To prevent runnable code within mod.py from getting executed (e.g. tests), uncomment out the line containing `if __name__ == "__main__":` and rerun the previous cell!

For `mod.py`, `__name__` takes on values:
- `__main__` if given to python interpreter
- `mod` if imported

#### standard practice

- modules typically only define functions, etc., and do not contain runnable code
    - tests usually stored elsewhere (next section)
- the `if __name__ == "__main__":` typically only included in the top-level code
    - shows user the program's entrypoint
    - prevents code from running if this code is imported

### Modules: final notes
- to simplify syntax, you can use `from mod import circ_area` to use the function without the dot notation
- to speed up loading modules, python caches the compiled version in the \_\_pycache\_\_ directory 
- the built in dir() function shows which names a module defines



In [4]:
import mod
dir(mod)

['__builtins__',
 '__cached__',
 '__doc__',
 '__file__',
 '__loader__',
 '__name__',
 '__package__',
 '__spec__',
 'circ_area',
 'pi']

# Packages

- a directory containing a collection of modules
    - each module contains code related to topic (e.g.

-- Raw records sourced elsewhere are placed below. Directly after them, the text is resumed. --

PR #1231, opened 2023-06-27
Adding to-do list for costing and emulator

SylLutze:
We can review this and discuss task assignment on Thursday in our research side meeting.


docs/source/models/concept_models/vivarium_nutrition_optimization/concept_model.rst
```diff
@@ -131,6 +131,80 @@ Step 1 in this process is detailed in the :ref:`pregnancy<2021_concept_model_viv
...
+  * - 3: Clean emulator and remove hardcoded information 
+    - 
+    - Syl 
+    - 
+  * - 4: Allow for optimization to multiple outcomes 
+    - 
+    - TBD
+    - Example: deaths, DALYs, SAM cases 
+  * - 5: Add maternal interventions 
+    -
```
alibow, line 162:
```suggestion
    - Blocked by simulation progress
```

docs/source/models/concept_models/vivarium_nutrition_optimization/concept_model.rst
```diff
@@ -131,6 +131,80 @@ Step 1 in this process is detailed in the :ref:`pregnancy<2021_concept_model_viv
...
+    - Example: deaths, DALYs, SAM cases 
+  * - 5: Add maternal interventions 
+    - 
+    - TBD
+    - 
+  * - 6: Test for robustness to different initial values 
+    - 
+    - TBD
+    - 
+  * - 7: Add non-linear cost functions
```
alibow, line 169: Should we have this in the wave I or wave II section?

alibow (approved):
Thanks for putting this together! I made a couple comments but I think it looks great and will be good to continue discussing as a team in our RT check-ins.

docs/source/models/concept_models/vivarium_nutrition_optimization/concept_model.rst
aflaxman: wave I, if possible

aflaxman (approved):

docs/source/models/concept_models/vivarium_nutrition_optimization/concept_model.rst
alibow: Ok, I've been thinking about this as not-necessary-for-success in the wave I interim deliverable given that Laura and Rahul said they were interested in just product costs only to start, but agreed that it would be cool to add it in if we can do so without blocking wave I finalization otherwise. Is that what you're thinking?

SylLutze: I agree it is not needed for a successful wave 1. I was thinking of this as testing the emulator with dummy non-linear cost data to make sure it works as expected. Also forces us to build the emulator in such a way that this would be possible. But it could move to wave 2 if we think it will block us.

SylLutze: I added a note stating it wasn't technically needed and changed the language a bit. Hopefully this works for everyone now!

aflaxman:
I like that plan

docs/source/models/concept_models/vivarium_nutrition_optimization/concept_model.rst
alibow: Awesome, sounds good to me!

I/O functionality)
    - use an \_\_init\_\_.py file in directory/subdirectories to indicate it’s a package
- structured using python’s “dotted module names” namespace
    - Module name A.B specifies a submodule B in a package named A
    - e.g. `sklearn.mixture.GaussianMixture`

### why use packages?

- many tools to build, install, distribute packages
- divides code into well-structured, logical units with standard layout
    - easier to read/understand/use/extend





### package structure

A basic package not meant for publishing, as it lacks the special files to do so (`setup.py`, `README.md`, and `MANIFEST.in`)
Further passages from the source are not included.